第二章 烂赌秀才(1/2)
再次醒过来的时候,叶明扬发现自己已经躺在了随行货车的货物上,身体正随着车辆的行进而颠簸着。
叶明扬能感受到,自己的现代意识已经占据了主导位置,原本身体的记忆也大部分被继承下来。
身体原来的主人也叫叶明扬,衡州城人士,自幼饱读诗书、聪慧过人,十五岁那年便过了院试,成了当时衡州府年纪最小的秀才公,神童之名轰动了整个衡州府。
古人说,小时了了,大未必佳。谁成想,这句话在原来的叶明扬身上也应验了。
自从他十五岁中了秀才后,结交的圈子便立刻发生了巨大的变化,往来之间多是富家公子,权贵子弟,不乏少年纨绔臭味相投之辈。少年成名,心态变的骄傲浮躁不说,因常年混迹于其中,性格更是变的骄横顽劣,行为越发乖张起来,用现代社会的话来说,就是出名了,膨胀了,不知道自己姓什么了!到后来,课业渐渐荒废了不说,叶明扬还染上了赌博的恶习。
一开始,叶明扬的父亲尚还健在,勉强能管束住他,才不至于让他肆意妄为。但后来不久,叶明扬的父亲却突发急病过世,母亲更是早就去世多年,这下便再无一人能够束缚住叶明扬。
叶明扬是三代单传,父亲和祖辈留下的遗产不薄,全数归了他,这下子更是让他可以有条件整日开设赌局、混迹赌坊,一掷千金更是司空见惯,不在话下。
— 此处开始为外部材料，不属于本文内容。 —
PR #5016, opened 2026-09-14
fix(core): preserve structured guardrail diagnostics and agent output during persistence

### LINKED ISSUE #5006: RunState stringifies structured guardrail diagnostics and agent output during persistence
### Please read this first

- **Have you read the docs?** Yes: the guardrail guide uses a Pydantic result as `GuardrailFunctionOutput.output_info`, and RunState is the durable checkpoint boundary.
- **Have you searched for related issues?** Yes. #3288 addressed non-JSON values making serialization fail. This report concerns structured models becoming opaque strings while serialization succeeds, not that original datetime exception.

### Describe the bug

Guardrail diagnostics containing a normal Pydantic model lose their structure when a run is saved and restored. The same happens to structured `OutputGuardrailResult.agent_output`. An audit consumer can read fields such as `allowed` and `reason` before persistence, but afterward only a Python repr string remains; JSON decoding does not recover the fields.

This occurs with the documented shape `GuardrailFunctionOutput(output_info=structured_result, ...)`, not only manually constructed RunState internals. The reproduction runs actual input/output guardrails and an Agent with structured output through `Runner.run()`, then saves `result.to_state().to_string()` and restores it with `RunState.from_json()`.

A checkpoint used for approval/resume has the same diagnostic persistence path. This report is about retaining audit data, not a claim that guardrail decisions stop enforcing policy.

### Debug information

- Checkout baseline: `fbf59a40`, SDK 0.22.2.
- Python 3.13.14, macOS arm64.
- Uses the SDK's documented `ScriptedModel` for deterministic SDK-owned orchestration; no model service, API credentials or network required.
- Reproduced consistently on the checkout. The release package was not separately installed for this report.

### Reproduction

```python
import asyncio
import json
from agents import Agent, Runner, RunConfig, RunState, GuardrailFunctionOutput
from agents.guardrail import InputGuardrail, OutputGuardrail

class Verdict(BaseModel):
    allowed: bool
    reason: str

class Answer(BaseModel):
    text: str

async def check(*args):
    return GuardrailFunctionOutput(output_info=Verdict(allowed=True, reason='approved'), tripwire_triggered=False)

async def main():
    agent = Agent(name='Audit', model=ScriptedModel([[assistant_message('{"text":"hello"}')]]), output_type=Answer, input_guardrails=[InputGuardrail(check)], output_guardrails=[OutputGuardrail(check)])
    result = await Runner.run(agent, 'hello', run_config=RunConfig(tracing_disabled=True))
    snapshot = result.to_state().to_string()
    restored = await RunState.from_json(agent, json.loads(snapshot))
    print('input verdict:', restored._input_guardrail_results[0].output.output_info)
    print('output verdict:', restored._output_guardrail_results[0].output.output_info)
    print('answer:', restored._output_guardrail_results[0].agent_output)
    assert restored._input_guardrail_results[0].output.output_info == {'allowed': True, 'reason': 'approved'}
    assert restored._output_guardrail_results[0].agent_output == {'text': 'hello'}

asyncio.run(main())
```

Before the fix, restored values are strings:

```text
input verdict: allowed=True reason='approved'
output verdict: allowed=True reason='approved'
answer: text='hello'
AssertionError
```

Expected plain JSON data:

```text
input verdict: {'allowed': True, 'reason': 'approved'}
output verdict: {'allowed': True, 'reason': 'approved'}
answer: {'text': 'hello'}
```

### Cause and expected behavior

The agent and tool guardrail serializers pass payloads directly to `_ensure_json_compatible`, which uses `json.dumps(..., default=str)`. Pydantic models and dataclasses therefore become repr strings. Tool result serialization already has `_serialize_output_value` to preserve these values as plain data.

Preserve normal model/dataclass fields in guardrail snapshots using the same conversion pipeline, including structured values nested in containers. There is no requirement to reconstruct the original Python classes. Existing JSON-native payloads, old snapshots, and best-effort fallback for values whose custom serialization fails should remain supported.

rksharma-owg:
### Summary

When serializing `RunState` to JSON, guardrail results (`GuardrailFunctionOutput.output_info` and `OutputGuardrailResult.agent_output`) were passed directly to `_ensure_json_compatible()`, which relies on `json.dumps(..., default=str)` for non-JSON native values. Consequently, structured Pydantic models and dataclasses degraded into opaque Python repr strings like `allowed=True reason='approved'`. Upon restoring via `RunState.from_json()`, these values remained raw strings instead of structured dictionaries.

This PR reuses the structured conversion pipeline (`_serialize_output_value`) used by tool outputs, converting models and dataclasses into plain JSON data while retaining a safe fallback if custom serialization raises.

Closes #5006

### Changes

- `src/agents/run_state.py`:
  - Added `_serialize_guardrail_payload(value: Any) -> Any` to normalize structured output and diagnostic values using `_serialize_output_value` before passing to `_ensure_json_compatible`.
  - Updated `_serialize_guardrail_results` and `_serialize_tool_guardrail_results` to use `_serialize_guardrail_payload` for `output_info` and `agent_output`.
- `tests/test_run_state.py`:
  - Added `test_runner_guardrail_models_survive_state_serialization` asserting Pydantic models in input/output guardrails and structured agent output round-trip as JSON dictionaries.
  - Added `test_tool_guardrail_dataclasses_survive_state_serialization` verifying dataclasses in tool guardrail diagnostics round-trip.
  - Added `test_guardrail_state_keeps_fallback_when_model_serializer_raises` verifying best-effort string fallback when a model serializer raises.

### Verification

- Passed all 449 tests in `tests/test_run_state.py`.
- Verified offline with `ScriptedModel` against the reproduction in #5006.
- Code linting and formatting checked with `ruff`.


seratch (approved):

rksharma-owg:
👏 thanks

可不知道怎的,父亲去世后,叶明扬的赌运就越来越差,可他的赌注却越下越大,到后来不仅借了高利贷,还欠了一屁股的债,名声臭了自不用多说,同窗友人碰见他,都是避之不及的。最后债主逼上门来,各种软硬兼施之下,叶明扬无奈只得贱卖了家产和祖宅,才算勉强还清了债务。唯一剩下的,只有腰间的那个红绸福袋,里面的龟壳和铜钱都是母亲在世时喜欢把玩的物件,他一直留在身边,这是他睹物思人的念想。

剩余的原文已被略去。